We’ve been over the rigging of the jobs numbers with the birth/death model, among other gimmicks, time and time again. GDP is a joke with government borrowing counting as ‘growth’, among other such statistical niceties. Rigged statistics are part of the ‘management of expectations’ theme discussed at the outset of the article. Few outside the circle of those who happen to be genuinely concerned – either for intellectual or patriotic reasons – will spend the time necessary to read an analysis of these matters let alone go and do the research for themselves. Again, nothing new under the sun.

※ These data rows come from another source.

PR #609, opened 2025-05-06
Fix for release version

jacksongoode:
Should test release


jacksongoode:
I am not entirely sure if this will be what we need... but I'll have to see as the release gets built.

PR #613, opened 2025-05-18
Update ureq and bump all dependencies

### LINKED ISSUE #596: Update ureq to 3.0.10
We are currently stuck at version 2.10.1. We should change to the latest version. There are strong differences in the API, I have already started trying to do this, but I'm running into some issues when it comes to the URL builder as it now uses [http](https://crates.io/crates/http). 

I'm struggling with using .query() and will be looking more into it soon! 

Look at [migration guide](https://github.com/algesten/ureq/blob/main/MIGRATE-2-to-3.md) if you are curious.

@jacksongoode do you have much experience with this "new" ureq format or at least HTTP to build the URL. I will create a PR when its in fit shape unless you want to work on it with me asap?

SO9010:
@jacksongoode could I get your test and quick look over for this? It should be all fine. I tried to keep the flow to as similar as to what it was before. Which mean that I added a struct to the bottom which helps with creating the request, much like the request builder but for this need. Without this, I found that I couldn't get it to work using the request builder as when wanting to add a query it wouldnt let us do that,

Closes #596

### DIFF
--- a/Cargo.lock
+++ b/Cargo.lock
@@ -631,6 +631,17 @@ dependencies = [
 ]
 
 [[package]]
+name = "cfb"
+version = "0.7.3"
+source = "registry+https://github.com/rust-lang/crates.io-index"
+checksum = "d38f2da7a0a2c4ccf0065be06397cc26a81f4e528be095826eee9d4adbb8c60f"
+dependencies = [
+ "byteorder",
+ "fnv",
+ "uuid",
+]
+
+[[package]]
 name = "cfg-expr"
 version = "0.15.8"
 source = "registry+https://github.com/rust-lang/crates.io-index"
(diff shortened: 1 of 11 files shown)


SO9010:
Wait, I need to do psst-core! 

Also, I'm not sure about the lastfm scrobbling support. We get issues, like bringing in old ureq dependencies, and more desperately [this](https://github.com/dmfutcher/wrapped-vec/issues) which will make the whole project decreed. I think that we should focus on making our own API for this rather than relying on a third party dependencies. I will happily help...

SO9010:
Hmmm why wont it work for windows?

SO9010:
I don't quite understand the oauth crate do you think you could bump that? It looks like a lot changed @jacksongoode

SO9010:
I have no idea why windows keeps failing?

jacksongoode:
> Edit: It would be good, to reduce footprint, to use the ureq flag [docs.rs/oauth2/latest/oauth2](https://docs.rs/oauth2/latest/oauth2/) so we dont need to add reqwest!

Right! So this would mean `oauth2 = { version = "...", default-features = false }`. I'd say if the changes there are minimal you could go ahead a try to remove the reqwest dependency there too.

I'll get a chance to look today.

SO9010:
I added the changed cargo.toml to be what is needed, so if you want to work directly on this pr i think it would make sense to do so! oauth2 sadly uses ureq 2 maybe with my new-found skill of ureq 3.0 I'll update theirs too. 🤣

jacksongoode:
> Edit 2: Nevermind I think they do have to change their internal code as well!

Hmm, I see. Maybe it would be good to merge this first and then see if we can tackle the Oauth stuff.

SO9010:
Sounds good, I'll revert the last commit and then merge it!

SO9010:
Does the ureq code look ok?

jacksongoode:
Post-merge all looked good!

PR #614, opened 2025-05-20
Fix release packaging paths

jacksongoode:


SO9010:
This is looking good! We need to fix the links in the readme too!

jacksongoode:
It's kind of hard for you to know if this will work. Could you give it maybe one more review? Maybe we should use [act](https://github.com/nektos/act) to try and test?

jacksongoode:
Let's give it a shot!

SO9010:
Looks all good!

PR #615, opened 2025-05-22
Fix artist info not showing

### LINKED ISSUE #582: Sha256hash not working
The original key being used originally gotten from [Here](https://github.com/KRTirtho/spotube/blob/master/lib/services/custom_spotify_endpoints/spotify_endpoints.dart) is no longer working. 

At least it's not working for us, you may have noticed that the artist description is no longer showing, which is because of this. 

They get it from this  [sight](https://www.apollographql.com/docs/graphos/operations/persisted-queries/), I had a look, but I don't quite understand it would be nice if @jacksongoode could have a look into it? 

https://github.com/jpochyla/psst/blob/main/psst-gui/src/webapi/client.rs#L1070

SO9010:
Closes #582

### DIFF
--- a/psst-gui/src/webapi/client.rs
+++ b/psst-gui/src/webapi/client.rs
@@ -828,21 +828,24 @@ impl WebApi {
         }
 
         let variables = json!( {
-            "uri": format!("spotify:artist:{}", id),
             "locale": "",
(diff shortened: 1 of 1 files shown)


jacksongoode (approved):
LGTM!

All that said, it is very unlikely that we’ll have the spectacular crash that so many have been profiting off the prediction of and preparation for these past few years. Sure, another 2008 is certainly on the table, especially when one considers the greed motive and the fact that the institutions that caused 2008 have been given even more power over the financial system and have been allowed by our leaders (and ourselves!) to attach the well-being of the entire economy to their scandalous activities. There is no denying that we’re in a state of persistent crisis. There is always something going sideways somewhere these days. That will continue, but it will very likely be in the slow burn, put you to sleep fashion we’ve seen over the past 5 years rather than a knock your lights out display of economic pyrotechnics. So if you’re paying monthly subscription fees to these doomsday, Chicken Little publications, there is an excellent chance you’re wasting your money.
Exhibit one in this regard is the not-so-USFed’s ‘new’ doctrine of macroprudential regulation. Not only are they in charge of monetary policy, but now are suddenly in the risk management business as well. This makes no sense until you understand whom the ‘fed’ works for. The ‘fed’ being in the risk management business is ludicrous since it is the institution’s very owners who are responsible for generating the risk to begin with. Of course we already knew that and of course the ‘fed’ has been playing CYA for the largest banking institutions for decades now. Again, not a thing new under the sun, just another piece of jargon to describe something that already existed.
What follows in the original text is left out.